WHAT TO DO: Word for word, restate each of the records below.

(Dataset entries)
# # # #
PR #311, opened 2017-07-06
Change joinAll method to be more efficient and exclude teacher

houshuang:


houshuang:
This changes the joinAll method in the session API to be more efficient (using Mongo more), but it also excludes teacher from being included. 

Note that we should also make sure that the teacher is included in p3 activities, maybe by adding anyone with that controlSession as well as currentSession (future PR).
# # # #
EXPECTED ANSWER:
PR #311, opened 2017-07-06
Change joinAll method to be more efficient and exclude teacher

houshuang:


houshuang:
This changes the joinAll method in the session API to be more efficient (using Mongo more), but it also excludes teacher from being included. 

Note that we should also make sure that the teacher is included in p3 activities, maybe by adding anyone with that controlSession as well as currentSession (future PR).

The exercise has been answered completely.